## Work instructions
Copy each line from the records below in which the word "angular" is found.

[Dataset entries]
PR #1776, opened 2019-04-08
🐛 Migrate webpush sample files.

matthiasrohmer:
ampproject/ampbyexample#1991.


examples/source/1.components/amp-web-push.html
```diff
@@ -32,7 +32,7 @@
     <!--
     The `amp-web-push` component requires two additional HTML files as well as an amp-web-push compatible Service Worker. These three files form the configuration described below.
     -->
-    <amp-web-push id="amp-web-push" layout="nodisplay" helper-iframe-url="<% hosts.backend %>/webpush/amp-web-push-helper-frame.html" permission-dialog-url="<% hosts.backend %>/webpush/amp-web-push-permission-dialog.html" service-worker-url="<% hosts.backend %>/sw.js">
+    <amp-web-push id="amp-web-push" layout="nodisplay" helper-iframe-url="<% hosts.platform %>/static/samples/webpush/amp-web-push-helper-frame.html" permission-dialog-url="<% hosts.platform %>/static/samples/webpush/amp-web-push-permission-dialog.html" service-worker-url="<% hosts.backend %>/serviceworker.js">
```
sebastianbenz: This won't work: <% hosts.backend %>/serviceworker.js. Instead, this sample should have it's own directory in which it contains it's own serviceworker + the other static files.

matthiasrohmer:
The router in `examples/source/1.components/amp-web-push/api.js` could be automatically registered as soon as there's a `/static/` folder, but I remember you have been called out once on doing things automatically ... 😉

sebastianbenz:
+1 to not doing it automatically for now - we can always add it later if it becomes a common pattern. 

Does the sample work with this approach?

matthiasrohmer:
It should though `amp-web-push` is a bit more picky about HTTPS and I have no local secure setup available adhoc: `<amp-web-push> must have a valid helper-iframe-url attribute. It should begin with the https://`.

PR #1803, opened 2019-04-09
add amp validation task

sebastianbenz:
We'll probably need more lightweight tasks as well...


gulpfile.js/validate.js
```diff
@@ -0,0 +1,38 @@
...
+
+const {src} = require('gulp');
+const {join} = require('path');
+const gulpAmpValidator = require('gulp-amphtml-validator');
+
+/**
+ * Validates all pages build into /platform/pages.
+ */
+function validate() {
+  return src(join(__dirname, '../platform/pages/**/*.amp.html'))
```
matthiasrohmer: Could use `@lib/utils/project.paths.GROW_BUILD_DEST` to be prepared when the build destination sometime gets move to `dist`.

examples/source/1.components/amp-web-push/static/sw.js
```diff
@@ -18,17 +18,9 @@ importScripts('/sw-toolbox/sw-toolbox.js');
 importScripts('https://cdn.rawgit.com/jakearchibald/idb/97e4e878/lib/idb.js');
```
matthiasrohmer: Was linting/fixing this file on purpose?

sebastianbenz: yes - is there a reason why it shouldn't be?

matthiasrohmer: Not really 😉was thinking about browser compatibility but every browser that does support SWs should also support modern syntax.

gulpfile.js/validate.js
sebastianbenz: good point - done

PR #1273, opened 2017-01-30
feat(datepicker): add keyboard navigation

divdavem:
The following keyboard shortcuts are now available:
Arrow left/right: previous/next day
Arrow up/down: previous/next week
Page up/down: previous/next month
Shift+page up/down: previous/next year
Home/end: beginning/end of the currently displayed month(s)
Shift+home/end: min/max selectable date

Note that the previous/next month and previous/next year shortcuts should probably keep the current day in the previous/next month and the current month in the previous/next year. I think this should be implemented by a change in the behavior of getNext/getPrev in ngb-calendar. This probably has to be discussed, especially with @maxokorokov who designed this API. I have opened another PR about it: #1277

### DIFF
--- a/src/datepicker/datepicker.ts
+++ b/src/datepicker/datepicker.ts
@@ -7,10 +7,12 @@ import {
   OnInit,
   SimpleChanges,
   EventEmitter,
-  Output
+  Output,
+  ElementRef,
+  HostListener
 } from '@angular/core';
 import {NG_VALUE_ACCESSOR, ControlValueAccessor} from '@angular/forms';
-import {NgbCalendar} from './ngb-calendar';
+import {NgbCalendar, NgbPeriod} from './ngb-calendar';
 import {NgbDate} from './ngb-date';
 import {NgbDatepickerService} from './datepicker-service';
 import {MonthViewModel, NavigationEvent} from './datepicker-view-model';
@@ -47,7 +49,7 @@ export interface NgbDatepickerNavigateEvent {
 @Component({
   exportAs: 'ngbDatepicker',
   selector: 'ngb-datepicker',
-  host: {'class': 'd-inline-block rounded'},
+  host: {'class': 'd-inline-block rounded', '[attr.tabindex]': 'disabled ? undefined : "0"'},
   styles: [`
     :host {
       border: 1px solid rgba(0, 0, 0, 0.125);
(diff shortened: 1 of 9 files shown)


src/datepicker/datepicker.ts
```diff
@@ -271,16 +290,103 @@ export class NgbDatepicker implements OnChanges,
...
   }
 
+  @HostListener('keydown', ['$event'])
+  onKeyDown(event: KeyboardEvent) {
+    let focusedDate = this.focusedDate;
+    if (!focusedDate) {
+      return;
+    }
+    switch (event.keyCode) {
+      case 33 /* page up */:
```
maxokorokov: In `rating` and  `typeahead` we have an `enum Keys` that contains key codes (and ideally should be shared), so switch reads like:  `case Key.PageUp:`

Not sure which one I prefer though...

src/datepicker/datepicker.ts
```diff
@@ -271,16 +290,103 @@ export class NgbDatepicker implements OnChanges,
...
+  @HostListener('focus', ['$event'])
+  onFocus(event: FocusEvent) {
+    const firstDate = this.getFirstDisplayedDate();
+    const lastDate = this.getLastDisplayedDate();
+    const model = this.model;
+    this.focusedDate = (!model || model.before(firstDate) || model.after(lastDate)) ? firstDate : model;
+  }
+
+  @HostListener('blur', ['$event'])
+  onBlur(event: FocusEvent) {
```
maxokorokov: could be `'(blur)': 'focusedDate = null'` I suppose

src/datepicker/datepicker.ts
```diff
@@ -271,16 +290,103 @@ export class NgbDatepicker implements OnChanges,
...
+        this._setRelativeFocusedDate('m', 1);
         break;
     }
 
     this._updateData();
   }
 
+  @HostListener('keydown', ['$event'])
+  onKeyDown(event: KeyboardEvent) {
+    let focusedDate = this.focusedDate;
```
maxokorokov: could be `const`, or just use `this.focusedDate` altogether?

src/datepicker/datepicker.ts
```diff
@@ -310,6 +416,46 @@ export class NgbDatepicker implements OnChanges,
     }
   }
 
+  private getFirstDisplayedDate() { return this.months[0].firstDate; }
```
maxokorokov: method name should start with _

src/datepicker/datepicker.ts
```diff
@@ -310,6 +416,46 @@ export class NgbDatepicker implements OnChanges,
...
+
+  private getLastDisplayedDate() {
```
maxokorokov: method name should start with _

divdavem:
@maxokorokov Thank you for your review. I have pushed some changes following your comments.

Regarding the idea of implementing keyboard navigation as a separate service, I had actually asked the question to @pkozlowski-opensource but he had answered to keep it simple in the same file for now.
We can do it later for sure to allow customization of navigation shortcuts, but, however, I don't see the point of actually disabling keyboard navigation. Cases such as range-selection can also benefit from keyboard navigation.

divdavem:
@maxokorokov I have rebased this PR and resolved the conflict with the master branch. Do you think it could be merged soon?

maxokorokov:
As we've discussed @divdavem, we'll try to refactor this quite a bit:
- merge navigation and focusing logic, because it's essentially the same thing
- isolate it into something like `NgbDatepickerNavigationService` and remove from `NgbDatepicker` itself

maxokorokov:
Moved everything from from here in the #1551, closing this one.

## Exercise answer
 } from '@angular/core';
 import {NG_VALUE_ACCESSOR, ControlValueAccessor} from '@angular/forms';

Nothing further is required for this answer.